RECORDS SHOWN Block Start
Issue #47, opened 2022-05-27
General purpose NFT contract


bitzoic:
**WIP**

A general purpose NFT contract that will have the following attribute:

- [x] the contract should represent a collection of NFTs, not just a single token
- [x]  every token minted should have a unique, immutable token id
- [x]  there should be a way to find the owner of any token given its id.
- [x]  access control for minting - the contract should store an Identity as the minter, which allows for either an address or a minter contract to be set as the entity with minting rights
- [x]  an event should be emitted when approvals are made, an NFT is minted or burned, and when transfers are made

The contract ABI will follow the format below:
```
fn allowMint(minter: Identity) -> bool;
fn approve(to: Identity, token_id: b256) -> bool;
fn balance_of(owner: Identity) -> u64;
fn burn(token_id: b256) -> bool ;
fn constructor(owner: Identity, access_control: bool, token_count: u64) -> bool;
fn getApproved(token_id: b256) -> Identity;
fn getTotalSupply() -> u64;
fn isApprovedForAll(owner: Identity, operator: Identity) -> bool;
fn mint(to: Identity, amount: u64) -> bool ;
fn owner_of(token_id: b256) -> Option<Identity>;
fn setApprovalForAll(owner: Identity, operator: Idenity) -> bool;
fn transferFrom(from: Identity, to: Identity, token_id: b256) -> bool;
```

nfurfaro:
A few things that I'd like to see in an NFT contract to help keep it useful and flexible:
- [ ] the contract should represent a collection of NFTs, not just a single token
- [ ] every token minted should have a unique, immutable token id
- [ ] there should be a way to find the owner of any token given its id.
- [ ] access control for minting - the contract should store an `Identity` as the `minter`, which allows for either an address or a minter contract to be set as the entity with minting rights

nfurfaro:
A good next step for this would be to pin down what the `abi` looks like.

The specific implementation can follow, and will probably be able to benefit from some cool new functionality in Sway (ie: vec, improved storage interface).

nfurfaro:
Something along the lines of this as a start (may not be complete yet):
```
library nft;

use std::identity::Identity;


abi NFT {
    fn mint(to: Identity, amount: u64) ;
    fn burn(token_id: b256) ;
    fn owner_of(token_id: b256) -> Option<Identity>;
    fn balance_of(owner: Identity) -> u64;
    fn transferFrom(from: Identity, to: Identity, token_id: b256)
}
```
[...]

PR #48, opened 2022-05-27
Basic nft contract

bitzoic:
Note that this is a one-of-one NFT library. Support for tokenized NFTs will require mapping support.

Please be nit-picky in the review, the more feedback the better!


nft/simple_nft/tests/harness.rs
```diff
@@ -0,0 +1,393 @@
...
+
+    // TODO: Test for wallet with 0 address
+    // #[tokio::test]
+    // #[should_panic]
+    // async fn panics_when_minted_to_zero_address() {
+    //     let (deploy_wallet, owner1, owner2) = setup().await;
+
+    //     let empty_address = Metadata {
+    //         nft: owner1.nft,
+    //         wallet: LocalWallet::, // Something needs to happen here
```
Braqzen, line 109: A wallet cannot have `0 addresses`

nft/simple_nft/tests/harness.rs
```diff
@@ -0,0 +1,393 @@
...
+            .value
+        );
+    }
+
+    #[tokio::test]
+    #[should_panic]
+    async fn panics_when_not_initalized() {
+        let (_deploy_wallet, owner1, _owner2) = setup().await;
+
+        assert!(
```
Braqzen, line 171: no need to assert on a panic. the `unwrap()` will panic so the `.value` is not needed

Braqzen: same in other places

nft/simple_nft/tests/harness.rs
```diff
@@ -0,0 +1,393 @@
...
+            owner1
+                .nft
+                .transfer(owner1.wallet.address(), owner2.wallet.address())
+                .call()
+                .await
+                .unwrap()
+                .value
+        );
+    }
+}
```
Braqzen, line 393:
```suggestion
}

```

nft/nft_lib/src/main.sw
```diff
@@ -0,0 +1,139 @@
...
+///
+/// The function will panic when:
+/// - The NFT has already been initalized
+/// - The new owner is the 0 address
+pub fn mint_to_address(new_owner: Address) -> bool {
+    require(storage.state == 0, Error::OwnerAlreadySet);
+    require(new_owner.value != NATIVE_ASSET_ID, Error::AddressCannotBeZero);
+
+    storage.data = Data {
+        owner: new_owner, approved: ~Address::from(NATIVE_ASSET_ID)
```
Braqzen, line 44: I don't understand why the 0th address is able to approve things

nft/nft_lib/src/main.sw
```diff
@@ -0,0 +1,139 @@
...
+// TODO: Add mappings when supported for token ids
+
+struct Data {
+    owner: Address,
+    approved: Address,
+}
+
+storage {
+    data: Data,
+    state: u64,
```
matt-user, line 29: Can we make this an enum?  It would be more readable.

nft/nft_lib/src/main.sw
matt-user, line 44: Isn't NATIVE_ASSET_ID alreadt an address?  Do we need the ~Address::from part here?

nft/nft_lib/src/main.sw
```diff
@@ -0,0 +1,139 @@
...
+/// # Panics
+///
+/// The function will panic when:
+/// - The sender is not the owner
+/// - The NFT has not be initalized
+pub fn burn() -> bool {
+    require(storage.state == 1, Error::NFTNotInitalized);
+
+    let sender: Result<Sender, AuthError> = msg_sender();
+    if let Sender::Address(address) = sender.unwrap() {
```
matt-user, line 61: I think you can turn this into a match.  You can checkout the mutlisig for an example.  Although I don't know if match if preferable here.

Braqzen (changes requested):
Overall, I'm not a fan of this implementation at all and that is being said while disregarding all of the comments that I have made below.

This library doesn't really achieve anything and it acts somewhat like a contract. Tbh I'm surprised that `storage` works in the library. I have not tried that before.

This library, if it is to be just a library, doesn't need to be in sway-applications and instead belongs more in the standard lib but then again we already have equivalent functions that actually transfer etc.
Again, it doesn't really achieve what it sets out to do.

I would change the entire implementation to be a single contract which has an owner set. This contract is able to mint 1 coin to some address but first it needs to check if it currently has an NFT / if it has ever received one (because they may have transferred it).
In order to mint they need to send some asset into the NFT and only the owner can withdraw that asset (basically purchase the NFT from the contract). 

If you do this then you have a contract that can receive some asset and in turn mint a single coin to an address. This is still hardly an NFT but at least from this you can turn it into an application with a front end.

We can discuss this further.

Oh, and there is not CI added so we do not know if this project builds and the tests pass.
Moreover, the linked issue needs a lot more detail in order for it to become a fully fledged application. A simple ticket / issue is insufficient in the description of an entire application.

nft/nft_lib/src/main.sw
```diff
@@ -0,0 +1,139 @@
...
+///
+/// # Panics
+///
+/// The function will panic when:
+/// - The sender is not the owner
+/// - The owner is the to address
+/// - The NFT has not been initalized
+pub fn set_transfer_approval(to: Address) -> bool {
+    require(storage.state == 1, Error::NFTNotInitalized);
+
```
matt-user, line 127: Probably add a requirement that the to address cannot be the zero address similar to what you did in the mint function.

matt-user (changes requested):
Nice work!

nft/nft_lib/src/main.sw
Braqzen: It is not an address, it's a [constant](https://github.com/FuelLabs/sway/blob/master/sway-lib-std/src/constants.sw#L3)

nft/nft_lib/src/main.sw
Braqzen: I don't believe that an enum makes sense here

nft/nft_lib/src/main.sw
Braqzen: Yes, matching is preferable

nft/nft_lib/src/main.sw
adlerjohn: The Sway compiler can't yet do constant evaluation, so constants (such as `NATIVE_ASSET_ID`) must be primitives (such as `b256` in the case of `NATIVE_ASSET_ID`).

nft/nft_lib/src/main.sw
```diff
@@ -0,0 +1,139 @@
+library nft_lib;
```
adlerjohn, line 1: Libraries dealing with storage as @Braqzen pointed out aren't really well-supported yet. Just making this into a template contract that any can fork, rather than a library that needs to be imported, would be better for now.

nfurfaro: Agreed, we should make this into a contract rather than a lib.

nfurfaro: Agree, let's make this a contract rather than a library.

nfurfaro:
@bitzoic There are a few things I think are key here that are not yet implemented or can't be done yet due to missing features like vec. 
I've added a few things I'd like to see in a general-purpose NFT contract to this issue: https://github.com/FuelLabs/sway-applications/issues/47 
I think we should keep this in draft status until we hash out the details in the linked issue.

nft/nft_lib/src/main.sw
matt-user: My thinking is that an enum may be preferable to track the state of the contract instead of using integers.  So instead of state being 0 to represent the uninitialized state it would be like State::Uninitialized.  Or something like that.

Braqzen: enums are not supported in storage the last time I have checked so this is a workaround for now

nft/Cargo.toml
```diff
@@ -0,0 +1,17 @@
...
+version = "0.1.0"
+authors = ["Fuel Labs <contact@fuel.sh>"]
+edition = "2021"
+license = "Apache-2.0"
+
+[dependencies]
+fuels = "0.14"
+fuels-abigen-macro = "0.14"
+tokio = { version = "1.12", features = ["rt", "macros"] }
+fuel-tx = "0.12.1"
```
adlerjohn, line 12: Use major.minor instead of major.minor.patch for deps, so that you can automatically pick up patches.
```suggestion
fuel-tx = "0.12"
```

nft/nft_lib/Cargo.toml
```diff
@@ -0,0 +1,18 @@
...
+authors = ["Cam Fuel"]
+edition = "2021"
+license = "Apache-2.0"
+
+[dependencies]
+fuel-gql-client = { version = "0.6", default-features = false }
+fuel-tx = "0.9"
+fuels = "0.12"
+fuels-abigen-macro = "0.12"
+tokio = { version = "1.12", features = ["rt", "macros"] }
```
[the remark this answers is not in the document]
adlerjohn: FYI now you can use `fuelup`: https://fuellabs.github.io/sway/latest/introduction/installation.html#installing-from-pre-compiled-binaries

nft/src/main.sw
```diff
@@ -0,0 +1,488 @@
...
+
+    /// The state of the contract. Can either be initalized or not
+    state: u64,
+
+    /// The total number of tokens that have been minted
+    token_count: u64,
+
+    /// The price to purchase a single token. Can only be set on
+    /// the initalization of the contract
+    token_price: u64,
```
nfurfaro, line 69: I don't think the general-purpose base contract needs to have a notion of token price.
Not all NFTs needs be for sale, and the pricing logic is easily added in custom implementation s that require it.

nfurfaro: To further that thought, even when the token has a price, the price may be a hardcoded constant, or may be provided by an oracle, or may be calculated using some flavour of bonding-curve, etc...

nft/src/main.sw
```diff
@@ -0,0 +1,474 @@
...
+    ///
+    /// # Panics
+    ///
+    /// The function will panic when:
+    /// - The NFT contract has not been initalized
+    fn is_approved_for_all(owner: Identity, operator: Identity) -> bool {
+        require(storage.state != 0, InitError::NFTNotInitalized);
+
+        let hash: b256 = get_owner_operator_hash(owner, operator);
+        storage.operator_approval.get(hash)
```
Braqzen, line 267:
```suggestion
        storage.operator_approval.get(sha256(owner, operator))
```

Braqzen: Should there be validation on the owner / operator here?

nft/src/main.sw
```diff
@@ -0,0 +1,474 @@
...
+    }
+
+    /// Mints an NFT
+    ///
+    /// # Panics
+    /// 
+    /// The function will panic when:
+    /// - The NFT contract has not been initalized 
+    /// - The amount is set to 0
```
Braqzen, line 276: It doesn't look like you need to block the user from minting 0. I would allow it, let them waste their gas

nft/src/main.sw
RECORDS SHOWN Block End
**EXERCISE**
Please write out, exactly as they appear above, only the lines in the stretch from the line with "This library, if" through the line with "Again, it doesn't".

**TASK RESPONSE**
This library, if it is to be just a library, doesn't need to be in sway-applications and instead belongs more in the standard lib but then again we already have equivalent functions that actually transfer etc.
Again, it doesn't really achieve what it sets out to do.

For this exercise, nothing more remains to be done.